Before you begin
-
You have previously created a connection to the system
storing your source data.
-
You have previously added the dataset holding your source
data.
Download and extract the file: aggregate-customers.zip.
It contains a hierarchical list of customers data including ID, product
information such as book title and price, etc.
-
You also have created the connection and the related dataset
that will hold the processed data.
Here, a file stored on HDFS.
Procedure
-
Click Add
pipeline on the Pipelines page. Your new pipeline opens.
-
Give the pipeline a meaningful name.
Example
Aggregate Average Purchase Price
-
Click ADD SOURCE to open the panel allowing you to select your source data, here a list of hierarchical customer data about book purchases.
Example
-
Select your dataset and click
Select in order to add it to the pipeline.
Rename it if needed.
-
Click and add an Aggregate processor to the pipeline.
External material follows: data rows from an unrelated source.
PR #902, opened 2017-06-12
fix 1kN thruster suicide burn calc

lamont-granquist:
i'm not sure if real fuels changed its API so that this no longer works
correctly or if it was not correct in the first place -- but this
definitely gets minthrust/maxthrust very wrong for the 1kN thruster
in realism overhaul / real fuels.

also applied the thrust limiter w/o the ullage clipping to zero to the
max thrust, which is what i thought this problem was going to be in the
first place -- this still looks like more correct code here, but wasn't
the root of the bug i was seeing in the suicide calcs.

### DIFF
--- a/MechJeb2/VesselState.cs
+++ b/MechJeb2/VesselState.cs
@@ -143,7 +143,7 @@ namespace MuMech
         public float throttleLimit = 1;
         /* the fixed throttle limit (i.e. user limited in the GUI), does not include transient conditions as limiting to zero due to unstable propellants in RF */
         public float throttleFixedLimit = 1;
-        public double limitedMaxThrustAccel { get { return maxThrustAccel * throttleLimit + minThrustAccel * (1 - throttleLimit); } }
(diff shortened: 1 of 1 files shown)


lamont-granquist:
@sarbian do you recall the use case you were trying to fix with the code i backed out here?  it definitely causes issues now, but i can't guess at what you were trying to fix...

sarbian:
I think the comment is clear "RealFuels engines reports as operational even when they are shutdown"
The engine report(ed) isOperational true even when not ignited.

I guess this is not longer the case ?

lamont-granquist:
well, shutdown RF engines are not operational, so yes no longer the case?

but there's other conditions where an engine which is activated could be failed:  vapor in the fuel lines, out of ignitions, Agathorn strikes again, etc.

but those conditions should be addressed via baking in better integration with RF:  https://github.com/MuMech/MechJeb2/blob/master/MechJeb2/VesselState.cs#L1232-L1254

could probably put that into a PartExtensions for isEngineReallyOperational() that checked for vapor, ignitions, and Agathornage and get better code reuse out of that...

PR #904, opened 2017-06-25
Ascent Guidance overhaul and closed loop guidance

lamont-granquist:
- breaks up Ascent Guidance extracting out features like tracking heading and AoA from pitch control.
- implements a sub-menu for different ascent profile styles
- implements a "stock style Gravity Turn":  pitching over hard, burning with insane TWR up to 45k or so, raising the Apo there up to the target altitude, then coasting around half of Kerbin and circularizing)
- implements the pitch program from an Atlas-Centaur/Surveyor Powered Explicit Guidance for RSS/RO style ascents


lamont-granquist:
Got all kinds of buggy sharp edges right now. 

Somewhat crappy video of the PEG mode in RO/RSS: https://vimeo.com/223045581

pianojosh:
This is obviously an edge case for most uses, but for launching to rendezvous, it could become necessary to insert at non-zero vertical velocity. Would it be possible to add the ability to insert not at perigee?

lamont-granquist:
yeah there's slots for it in the algorithm all marked "FIXME: assumes periapsis insertion" so rdT needs to be the vertical velocity at cutoff and vT and hT need to be fixed for velocity and angular momentum at cutoff.  ideally it should be possible to just target the moon and press a button and get a direct ascent launch, which is the problem that the PEG algorithm was designed to solve (for surveyor missions) -- same goes for orbital rendezvous or hitting precise orbital contracts.  would probably need the yaw steering law for that, along with some upgrades to the launch timing algorithm that MJ uses.

pianojosh:
@lamont-granquist One nitpick I've got is that sometimes really long numbers will be displayed in the ascent path details window making it spread wide enough to fill the whole screen. It seems to happen very quickly, so I haven't been able to capture a screenshot when it happens. It's usually during the pitch program before guidance has converged.

Would it be possible to display numbers in scientific notation with rounding if they are outside the 10^-3...10^3 range?

lamont-granquist:
@sarbian i think its time to smash merge and move forwards.   this has the two RO fixes as well.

The
configuration panel opens.
-
Give a meaningful name to the processor.
Example
calculate average price
-
In the Group by area, click the recycle bin icon next to the
empty field to remove it as you want the whole dataset to be aggregated into one
single record.
-
In the Operations area:
-
Select .product.price in the Field
path list and Average in the
Operation list as you want to group the average price
of all the books purchased by customers.
-
Name the generated field (Output field name),
avgPrice for example.
-
Click Save to
save your configuration.
You can preview the calculated data after the aggregating operation: the average book price is 13.96 dollars.
-
Click ADD DESTINATION on the pipeline to open the panel
allowing to select the dataset that will hold your output data (HDFS).
Rename it if needed.
-
On the top toolbar of Talend Cloud Pipeline Designer,
click the Run button to open the panel allowing you to select
your run profile.
-
Select your run profile in the list (for more information, see Run profiles), then click Run to
run your pipeline.
Results
Your pipeline is being executed, the average book price is aggregated in one single record, and the output flow is sent to the target systems you have indicated.